Using "Analyse SQL Script" to Discover Associations

When a database schema has no foreign key constraints defined, Jailer cannot automatically detect the associations between tables during model building. The Analyse SQL Script tool helps fill that gap: it reads an existing SQL script and proposes associations derived from column-equality conditions found in JOIN and WHERE clauses.

What is the "Analyse SQL Script" feature and when should I use it?             
A Many legacy databases or databases managed by third-party applications do not declare foreign key constraints at the database level, even though the application clearly joins certain tables together. Without foreign keys, Jailer's Analyse Database step cannot detect these relationships, and the data model will be missing all such associations.

Analyse SQL Script (found in the Data Model menu of the Extraction Model Editor) solves this by analysing an existing SQL file — such as application query logs, ORM-generated SQL, migration scripts, or hand-written reports — and proposing associations for every column-equality condition it finds between two different tables.

Use this feature whenever the data model is incomplete due to absent foreign key definitions.
 
 
What SQL scripts are suitable as input?
A The analyser looks for SELECT statements that join two or more tables. Any condition of the form TableA.col = TableB.col — whether in an ON clause or a WHERE clause — is a candidate for a new association. Transitive equalities (A=B and B=C) are also resolved.

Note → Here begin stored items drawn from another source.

PR #15628, opened 2026-01-29
prd(ai tools): Add draft PRD for AI repo tooling

dmcilvaney:
Initial draft PRD for AI tooling support in the distro repo


docs/prds/agent-instructions.prd.md
```diff
@@ -0,0 +1,608 @@
...
+   - Note: azldev is under active development; command syntax may change
+
+4. **Repository Hygiene Rules**
+   - Components defined as more than a single line with just the name SHOULD have their own `.comp.toml` file (guideline, not strict rule)
+   - Overlays MUST include a `description` field
+   - Component names should match upstream where possible
+
+5. **Common Workflows** (summary, link to skills for details)
+
+### File-Type Instructions
```
reubeno, line 214: Should add *.kiwi

docs/prds/agent-instructions.prd.md
```diff
@@ -0,0 +1,608 @@
...
+   - Azure Linux is a TOML-based distro definition
+   - Components are defined in `*.comp.toml` files
+   - Overlays modify upstream specs without forking
+
+2. **Key Concepts**
+   - Components vs packages
+   - Upstream distros (Fedora) and how specs are sourced
+   - The overlay system and when to use it
+
+3. **azldev Tool Reference**
```
reubeno, line 202: I'm open to considering it more, but I don't think the azldev reference nor the TOML reference belongs in this repo. It should be linked from here; but it belongs with the azldev project itself.

There will be other project repos that equally need this information too.

prd/agent-instructions.prd.md
```diff
@@ -0,0 +1,608 @@
...
+
+- Querying current component state before making changes
+- Identifying update type (version bump, dependency change, overlay modification)
+- Making changes to component definitions
+- When to migrate from inline to dedicated file
+- Validation and test build workflow
+
+**Versioning and Compatibility Considerations:**
+
+When updating packages, agents MUST be cautious about version changes:
```
reubeno: I think the update policy should be separated out and will end up being differentiated between different segments of the repo.

docs/prds/agent-instructions.prd.md
```diff
@@ -0,0 +1,608 @@
...
+When updating packages, agents MUST be cautious about version changes:
+
+- **Major version bumps** (e.g., 1.x → 2.x): High risk. May break API/ABI compatibility. Require explicit user approval and should note potential downstream impact.
+- **Minor version bumps** (e.g., 1.2 → 1.3): Medium risk. Generally safe but may introduce new dependencies or deprecations.
+- **Patch version bumps** (e.g., 1.2.3 → 1.2.4): Low risk. Usually safe for security fixes and bug fixes.
+- `.toml` files will document the version change policy for each component.
+
+Agents should:
+
+1. **Never assume backwards compatibility** - Check upstream release notes for breaking changes
```
reubeno, line 291: This stuff is great. We should separate "tell me what may change between these versions" from "is it okay to take this upgrade".

prd/agent-instructions.prd.md
```diff
@@ -0,0 +1,608 @@
...
+**Concepts to cover:**
+
+- How to preserve build state on failure for inspection
+- Entering the mock shell environment for interactive debugging
+- Key locations where build artifacts and logs are stored
+- Iterative workflow: inspect → hypothesize → fix → retry
+
+**Key debugging locations:**
+
+- `~/rpmbuild/BUILD/` - Extracted sources and build artifacts
```
reubeno: Not sure if this is reality.

prd/agent-instructions.prd.md
```diff
@@ -0,0 +1,608 @@
...
+
+Both may cover similar topics but serve different purposes. Skills answer "how does this work?" while prompts answer "help me do this now."
+
+#### `add-package.prompt.md`
+
+**Purpose:** Guided workflow for adding a new package to Azure Linux
+
+**Parameters:**
+
+- `package_name` (required) - Name of the package to add
```
reubeno: We should align on terms between packages and components.

prd/agent-instructions.prd.md
```diff
@@ -0,0 +1,608 @@
...
+5. **`component add`** - Adding new packages
+6. **`component mock-shell`** - Interactive debugging (may need special handling for terminal access)
+
+### MCP Integration Success Criteria
+
+- Agents can complete add-package workflow entirely via MCP (no shell commands)
+- Agents can diagnose overlay failures using MCP tool output
+- Error messages from MCP tools are structured and machine-parseable
+
+## azldev Enhancements for Agent Support
```
reubeno: This (and work on this) doesn't belong here to me -- it belongs in work on the azldev repo. Totally happy to collect *feedback* from work there, though.

prd/agent-instructions.prd.md
```diff
@@ -0,0 +1,608 @@
...
+- Interactive debugging via mock shell
+
+**Project operations:**
+
+- Querying project-level configuration
+- Managing distro definitions
+
+## Appendix: Overlay Quick Reference
+
+Overlays modify upstream specs without forking. Below are illustrative examples; see `external/schemas/azldev.schema.json` for the complete overlay type definitions and required fields.
```
reubeno: There's an overlays.toml in azldev repo that may be helpful as input.

docs/prds/agent-instructions.prd.md
```diff
@@ -0,0 +1,608 @@
+# PRD: Agent Instructions and Skills for Azure Linux
+
+Title: PRD: Agent Instructions and Skills for Azure Linux
```
reubeno, line 3: Thanks for getting the ball rolling with this!

reubeno:
Can we place any PRDs for this repo under `docs/`?

docs/prds/agent-instructions.prd.md
dmcilvaney: My thinking was have the azldev tool able to emit these files and regenerate/add them to repos. The reality is if want the ai to understand these files we need the instructions files etc. They can either be repo specific, or global for the user, but I'm not a fan of bloating the agents' contexts for ALL projects just to support that. Much better to just have them where they are actually used.

prd/agent-instructions.prd.md
dmcilvaney: My hope was it would be encoded as part of the azldev component, which we can just have the agents query. Doesn't necessarily need to be in any specific spot in the repo.

prd/agent-instructions.prd.md
dmcilvaney: ugh... thought I got all the super specific bits out and replaced with general directions

prd/agent-instructions.prd.md
dmcilvaney: I didn't want to make it as hard as 'requirements', but I do feel its equivalent. Where should I track these? I feel like PRDs should generally be self-contained where possible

Good sources for input scripts:
  • Slow-query or general query logs captured from the database server
  • SQL files generated by ORM frameworks (Hibernate, MyBatis, etc.)
  • Manually written report or migration SQL scripts
  • Stored procedure bodies exported as plain SQL
DML and DDL statements (INSERT, UPDATE, CREATE TABLE, …) are harmlessly ignored — only SELECT statements are analysed. SQL comments starting with -- are stripped automatically.

Statements must be delimited either by empty lines (the default) or by semicolons (;). A single file can contain thousands of statements; the tool processes them all in one pass.
 
 
How do I open the tool?
A Open the Extraction Model Editor, then choose

Data Model → Analyse SQL Script

The Analyse SQL dialog opens. It has three tabs: Proposals, Known, and Problems.
 
 
How do I load and analyse a SQL script?
A
  1. Click "Load and Analyze SQL Script" in the dialog.
  2. Select the .sql file (or any plain-text file containing SQL) in the file chooser.
  3. Choose the statement delimiter:
    • ☑ Empty line separates statements (default) — a blank line marks the boundary between statements.
    • Unchecked — each statement must end with a semicolon (;).
  4. The engine reads the file statement by statement. A progress bar shows the overall progress. Results appear in the tabs as they are found — you do not have to wait for the full file to be processed.
 
 
How do I interpret the three result tabs?
A
Proposals New associations that the analyser found and that are not yet part of the data model. Each row shows the two table names and the auto-generated join condition (e.g. A.customer_id=B.id). Use the checkbox in each row to decide which proposals to accept.
Known Associations that were detected in the script but already exist in the data model. This tab is informational only and requires no action.
Problems SQL statements that the parser could not process, listed with their line number and the error message. Up to 1 000 errors are shown. Any proposals found before an error are still valid — errors only mean that those particular statements were skipped.

 
 
Can I refine a proposed join condition before accepting it?
A Yes. Click any row in the Proposals tab to select it. A Condition Editor panel appears below the table showing the current join condition as editable SQL.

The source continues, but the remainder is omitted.